=== Begin Enclosure ===

PR #1560, opened 2026-09-11
feat: adopt @bpmn-io/theme

AlekseyManetov:
Related to https://github.com/bpmn-io/internal-docs/issues/1364

### Proposed Changes

form-js reads the shared `--bio-*` tokens from [@bpmn-io/theme](https://github.com/bpmn-io/shadcn-theme) instead of carrying its own colour palette. A consumer restyles form-js by binding those tokens once, rather than overriding form-js internals.

Carbon is removed from the project entirely. `@bpmn-io/form-js-carbon-styles` is deleted along with the Carbon e2e pages and the test harness that only existed to preview them — 43 files, −4864 lines. Tasklist was the only consumer and is migrating to C4, so nothing is left to keep it alive for.

Corner radii are bound the same way: `--input-border-radius`, `--button-border-radius` and `--surface-border-radius` are declared on `.fjs-container` and resolve through the `--bio-radius-*` scale, so the editor inherits them from the viewer.

### Breaking changes

The base stylesheets no longer resolve Carbon colours. Previously every colour in `form-js-base.css` deferred to Carbon with a form-js fallback, so an app that had Carbon loaded got form-js themed automatically, with no opt-in:

```css
/* form-js-base.css, before */
--color-background: var(--cds-field, var(--cds-field-01, var(--color-white)));
--color-text: var(--cds-text-primary, var(--color-grey-225-10-15));
```

```css
/* form-js-base.css, after */
--color-background: var(--bio-surface);
--color-text: var(--bio-text);
```

`@bpmn-io/form-js-carbon-styles` receives no further releases and `@bpmn-io/form-js` no longer depends on it or re-exports `./dist/assets/carbon-styles.scss`. To theme a form, bind the form-js CSS variables to your design system.

The bundled flatpickr styles are scoped to `.fjs-container` — see the date picker section below for why. Scope your own flatpickr overrides the same way, e.g. `.fjs-container .flatpickr-day`, and load them after `form-js.css`.

`--color-text-lightest` is removed, as it duplicated `--color-text-lighter`.

### What actually changes colour

Comparing `develop` against this branch in the default theme: 344 of 362 colour declarations resolve to the same value, 18 change, 4 are added, none are dropped. Every editor, palette and properties-panel variable resolves unchanged.

1. **The text scale loses a step.** form-js had four steps (15% / 35% / 45% / 55%); the theme has three. `--color-text-lightest` duplicated `--color-text-lighter`, so it is removed and the lightest step is now reserved for disabled content.

| | before | after |
| --- | --- | --- |
| field label | hsl(225, 10%, 35%) | hsl(225, 10%, 15%) |
| field description | hsl(225, 10%, 45%) | hsl(225, 10%, 35%) |
| input adornment | hsl(225, 10%, 45%) | hsl(225, 10%, 35%) |
| select placeholder / readonly display | hsl(225, 10%, 45%) | hsl(225, 10%, 35%) |
| ::placeholder, disabled options | hsl(225, 10%, 55%) | hsl(225, 10%, 35%) |
| dropdown empty state | hsl(225, 10%, 55%) | hsl(225, 10%, 35%) |
| disabled inputs, disabled buttons, empty table | hsl(225, 10%, 35%) | hsl(225, 10%, 55%) |

2. **Input borders follow the theme.** `--color-borders` goes from `hsl(225, 10%, 55%)` to `hsl(225, 10%, 75%)`, the border the Modeler's own forms already use. The most visible change — every input, select, textarea and taglist border gets lighter.

3. **Icons stop being pure black.** `--color-icon-base` and `--color-icon-inverted` were literally `--color-black`; the theme has no pure black, so the datetime adornment, repeat-row remove and taglist remove icons go from `rgb(0, 0, 0)` to `hsl(225, 10%, 15%)`.

4. **Shadows use a translucent colour.** `--color-shadow` fell back to `hsl(225, 10%, 85%)` — an opaque light grey sitting in a shadow slot. An opaque colour cannot fade, so the dropdown rendered a flat grey halo rather than a shadow.

| | before | after |
| --- | --- | --- |
| dropdown list | rgb(213, 215, 221) | rgba(0, 0, 0, 0.3) |
| drag mirror (.gu-mirror) | rgba(0, 0, 0, 0.15) | rgba(0, 0, 0, 0.3) |

5. **Focus and validation.** The ring widens to 2px to carry a translucent colour, and the focused control now also takes the focus border. Because the invalid state only overrides `outline-color`, it inherits that width — a solid red at 2px reads as a slab next to the 1px red border, so it takes the danger ring instead.

| | before | after |
| --- | --- | --- |
| --outline-definition | 1px solid hsl(225, 10%, 55%) | 2px solid hsla(205, 100%, 40%, 0.35) |
| focused control border | (unset) | hsl(205, 100%, 40%) |
| invalid outline | rgb(230, 0, 0) | rgba(230, 0, 0, 0.35) |

### Corner radii

form-js mixed `2px` and `3px` with no rule behind which was which — inputs were `3px` while the buttons sharing their layout rule were `2px`. The radii now resolve per element kind:

| | before | after |
| --- | --- | --- |
| inputs, selects, textareas, input groups, adornments, taglist | 3px | 2px |
| .fjs-button[type=submit\|button\|reset] | 2px | 3px |
| .fjs-taglist-tag, .fjs-repeat-row-remove | 2px | 3px |
| .fjs-dropdownlist, .fjs-table-middle-container | 3px | 4px |

One rule groups the text inputs together with the submit, button and reset variants, so the buttons used to inherit the input radius. They now take theirs from the button-only rule further down.

### The date picker

`assets/index.scss` vendors `flatpickr/dist/themes/light.css`, which hard-codes the picker's palette across 41 selectors. `form-js-base.css` overrode four day states (`today`, `selected`, and their hover/focus) and nothing else — the calendar surface, month header, nav arrows, weekdays, adjacent and disabled days, ranges, the time input and the spinner arrows were all literals.

That went unnoticed because Carbon's DatePicker is also built on flatpickr: `@carbon/styles` ships 75 flatpickr rules that covered the vendored theme in any Carbon app. With Carbon gone, the literals show through — the picker was unreadable in a dark theme and ignored the host palette in a light one.

A `--color-datepicker-*` family now covers the whole picker and binds to `--bio-*`:

```css
--color-datepicker-background: var(--bio-surface);
--color-datepicker-border: var(--bio-border);
--color-datepicker-header-background: var(--bio-surface-medium);
--color-datepicker-header-color: var(--bio-text-subtle);
--color-datepicker-day-color: var(--bio-text);
--color-datepicker-day-hover-background: var(--bio-surface-strong);
--color-datepicker-day-disabled-color: var(--bio-text-subtlest);
--color-datepicker-range-background: var(--bio-surface-medium);
--color-datepicker-focused-day: var(--bio-text-subtlest);
```

The vendored theme is also scoped, because its selectors were bare (`.flatpickr-day`) and so are Carbon's — equal specificity, so whichever stylesheet loaded last won. In an app with Carbon loaded that produced a mixed picker: form-js colours with Carbon's geometry. All 236 flatpickr rules now carry `.fjs-container`, and none are emitted unscoped:

```scss
// index.scss
.fjs-container {
  @include meta.load-css('flatpickr/dist/themes/light.css');
}
```

It is emitted before `form-js-base.css` so the theming above still wins the tie. The calendar uses `static: true`, so it always renders inside `.fjs-container` and the scope always matches.

### Other fixes
- **Long lines in code blocks wrap.** `pre` set no `white-space`, and neither do the text and html fields, so a long line escaped the field instead of reflowing.
- **The table focus outline stays inside the cell.** The container radius clipped the square outline at the corner, and `border-collapse: collapse` disabled the cell radius that would have followed it.
- **The bpmn.io attribution stops deferring to Carbon.** It resolved `--cds-*` directly; both Camunda products hide it with `display: none`, so this affects neither.
- **Icons are centred independent of their display value.**
- **The playground no longer relies on user agent styling.**

### Impact on consumers

| | affected | why |
| --- | --- | --- |
| Tasklist | yes | the only consumer of `@bpmn-io/form-js-carbon-styles`; covered by the migration to C4 |
| Camunda Modeler & Web Modeler  | yes | imports `@carbon/styles` globally with no `--cds-*` reset, so its form editor resolved Carbon today and now follows the bpmn.io theme |

Neither Modeler imports `@bpmn-io/form-js-carbon-styles`, so removing the package breaks no build.

### Documentation follow-up

[Form styling](https://docs.camunda.io/docs/apis-tools/frontend-development/forms/customize-and-extend/form-styling/) documents the old contract and goes stale with this PR. Source: `docs/apis-tools/frontend-development/03-forms/03-customize-and-extend/01-styling.md`, plus the same file under `versioned_docs/version-8.7`, `8.8` and `8.9`.

Three things need updating:

- **The CSS variables listing** (`### CSS variables`) prints every variable in its old Carbon-deferring form, e.g. `--color-background: var(--cds-field, var(--cds-field-01, var(--color-white)));`. All of these now resolve through `--bio-*`.
- **`--color-text-lightest` is documented but removed** — it duplicated `--color-text-lighter`.
- **The `### Example` section links to `packages/form-js-carbon-styles`**, a directory this PR deletes, so the link 404s once merged. The surrounding claim that "forms rendered in Tasklist appear in this design system by default" also stops being true — theming is now explicit, via the `--bio-*` tokens.

The page should instead describe binding the `--bio-*` tokens once, which is the same mechanism every bpmn.io editor now uses.

### Downstream: `@camunda/form-playground`

Both Modelers import the form CSS from `@camunda/form-playground`, not from `@bpmn-io/form-js`:

```scss
@import '~@camunda/form-playground/dist/assets/form-js.css';
```

form-playground copies form-js's assets into its own `dist` at **its** build time:

```js
copy({ targets: [{ src: 'node_modules/@bpmn-io/form-js/dist/assets/**/*', dest: 'dist/assets' }] })
```

So bumping `@bpmn-io/form-js` in an app updates the JS — it is a peer dependency, resolved from the app's tree — but leaves the CSS frozen at whatever form-playground shipped. form-playground has to be rebuilt and released against this version before either Modeler can pick it up. Its peer range is `"@bpmn-io/form-js": "^1.10.3"` and needs widening to admit `2.x`.

### Steps to try out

=== End Enclosure ===

- Required work
Repeat, character for character, the lines of the material above from the line with "### Impact on consumers" through the line with "Three things need".

- Solution
### Impact on consumers

| | affected | why |
| --- | --- | --- |
| Tasklist | yes | the only consumer of `@bpmn-io/form-js-carbon-styles`; covered by the migration to C4 |
| Camunda Modeler & Web Modeler  | yes | imports `@carbon/styles` globally with no `--cds-*` reset, so its form editor resolved Carbon today and now follows the bpmn.io theme |

Neither Modeler imports `@bpmn-io/form-js-carbon-styles`, so removing the package breaks no build.

### Documentation follow-up

[Form styling](https://docs.camunda.io/docs/apis-tools/frontend-development/forms/customize-and-extend/form-styling/) documents the old contract and goes stale with this PR. Source: `docs/apis-tools/frontend-development/03-forms/03-customize-and-extend/01-styling.md`, plus the same file under `versioned_docs/version-8.7`, `8.8` and `8.9`.

Three things need updating:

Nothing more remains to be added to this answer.